= Plot point =

Significant event within a plot

In television and film, a plot point is any incident, episode, or event that "hooks" into the action and spins it around into another direction.

== Three-act structure ==
Noted screenwriting teacher Syd Field discusses plot points in his paradigm, popularized in his book Screenplay: The Foundations of Screenwriting (1979). He proposes that a well-structured movie has two main plot points within a three-act structure.

The first major plot point occurs 20–30 minutes into the film (assuming a standard 120-minute running time), and the second major one occurs 80–90 minutes into the film. The first plot point ends Act I and propels the story into Act II; similarly, the second plot point ends Act II and propels the story into the final act, Act III.

==Description==
Plot points serve an essential purpose in the screenplay. They are a major story progression and keep the story line anchored in place. Plot points do not have to be big dynamic scenes or sequences. They can be quiet scenes in which a decision is made.

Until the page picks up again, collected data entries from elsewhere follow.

PR #7342, opened 2024-04-04
Hotfix: Resolve incompatibility issue with WP 6.5

pauloiankoski:
Resolves [GIVE-583]

## Description
This pull request introduces a hotfix for an incompatibility issue between Visual Form Builder and WordPress 6.5. Previously, any modification to a block resulted in a re-render. Upon investigation, I discovered this was caused by a function designed to ensure all blocks reside within a section block. However, this function was triggering a change to the form state on every modification. This pull request now verifies whether a change causes a block to be placed outside of a section block; if not, it simply ignores the remainder of the function.

## Affects
Visual Form Builder

## Visuals
CleanShot 2024-04-04 at 15 14 45

## Testing Instructions
1. Create/Open a form in the VFB
2. Edit any block attribute
3. Confirm the block remains selected
4. Move a block to be placed outside of a section block
5. Confirm a section block is automatically created and the moved block is placed within that new section

## Pre-review Checklist

-   [ ] Includes unit tests

[GIVE-583]: https://stellarwp.atlassian.net/browse/GIVE-583?atlOrigin=eyJpIjoiNWRkNTljNzYxNjVmNDY3MDlhMDU5Y2ZhYzA5YTRkZjUiLCJwIjoiZ2l0aHViLWNvbS1KU1cifQ

### DIFF
--- a/src/FormBuilder/resources/js/form-builder/src/containers/BlockEditorContainer.tsx
+++ b/src/FormBuilder/resources/js/form-builder/src/containers/BlockEditorContainer.tsx
@@ -10,12 +10,19 @@ import {__} from "@wordpress/i18n";
 
 
 /**
+ * @unreleased Early return dispatchFormBlocks if there are no unwrapped blocks.
  * @since 3.0.0
  */
 export default function BlockEditorContainer() {
     const {blocks} = useFormState();
     const dispatch = useFormStateDispatch();
     const dispatchFormBlocks = (blocks) => {
+        const hasUnwrappedBlocks = blocks.some((block) => block.name !== 'givewp/section');
+
+        if (!hasUnwrappedBlocks) {
+            return;
+        }
+
         dispatch(setFormBlocks(blocks.map((block) => {
             return block.name == 'givewp/section'
                 ? block
--- a/src/FormBuilder/resources/js/form-builder/src/containers/BlockEditorContainer.tsx
+++ b/src/FormBuilder/resources/js/form-builder/src/containers/BlockEditorContainer.tsx
@@ -10,7 +10,7 @@ import {__} from "@wordpress/i18n";
 
 
 /**
- * @unreleased Early return dispatchFormBlocks if there are no unwrapped blocks.
+ * @since 3.6.2 Early return dispatchFormBlocks if there are no unwrapped blocks.
  * @since 3.0.0
  */
 export default function BlockEditorContainer() {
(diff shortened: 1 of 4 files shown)


src/FormBuilder/resources/js/form-builder/src/containers/BlockEditorContainer.tsx
```diff
@@ -10,12 +10,19 @@ import {__} from "@wordpress/i18n";
...
  */
 export default function BlockEditorContainer() {
     const {blocks} = useFormState();
     const dispatch = useFormStateDispatch();
     const dispatchFormBlocks = (blocks) => {
+        const hasUnwrappedBlocks = blocks.some((block) => block.name !== 'givewp/section');
+
+        if (!hasUnwrappedBlocks) {
+            return;
+        }
```
jonwaldstein, line 24: @pauloiankoski nice find! I wonder why this matters? 

However, we will still need to dispatch the blocks in order for the block schema to persist into state or else you won't be able to actually update the form.  I think this is all we would need to do:

```suggestion
        if (!hasUnwrappedBlocks) {
            return dispatch(setFormBlocks(blocks));
        }
```

src/FormBuilder/resources/js/form-builder/src/containers/BlockEditorContainer.tsx
```diff
@@ -34,7 +41,7 @@ export default function BlockEditorContainer() {
     parseMissingBlocks(blocks);
 
     return (
-        <BlockEditorProvider value={blocks} onInput={dispatchFormBlocks} onChange={dispatchFormBlocks}>
```
jonwaldstein, line 37: Was `onInput` causing an issue?

jonwaldstein: I think `onInput` is responsible for the interacting with block setting inputs, so this may actually be needed to update the form

src/FormBuilder/resources/js/form-builder/src/containers/BlockEditorContainer.tsx
pauloiankoski: Implemented on 90970eca9a0345bbaf636b4d5e363cbc257a5ec6

jonwaldstein: Cool cool, actually should we be returning this or breaking it out into an if / else?  I don't believe the prop callbacks this is used by are expecting to receive anything.

pauloiankoski:
```js
updateParent( blocks, {
	selection: {
		selectionStart: getSelectionStart(),
		selectionEnd: getSelectionEnd(),
		initialPosition:
			getSelectedBlocksInitialCaretPosition(),
	},
	undoIgnore,
} );
```
Where `updateParent` is a variable where the callback function is stored. It means the return of that callback function is never used, so it's like `void` is expected.

jonwaldstein:
Build for QA: https://github.com/impress-org/givewp/actions/runs/8560018627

A plot point is whatever the screenwriter chooses it to be. It could be a long scene or a short one, a moment of silence or of action. It simply depends upon the script being written. It is the choice of the screenwriter, but it is always an incident, episode, or event dictated by the needs of the story. There are many plot points in a screenplay, but the ones that anchor the story line in place are plot points I and II.

When the screenplay is completed, it may contain as many as 10–15 plot points, most of which will be in Act II. How many the screenplay has depends upon the story. The purpose of a plot point is to move the story forward, toward the resolution.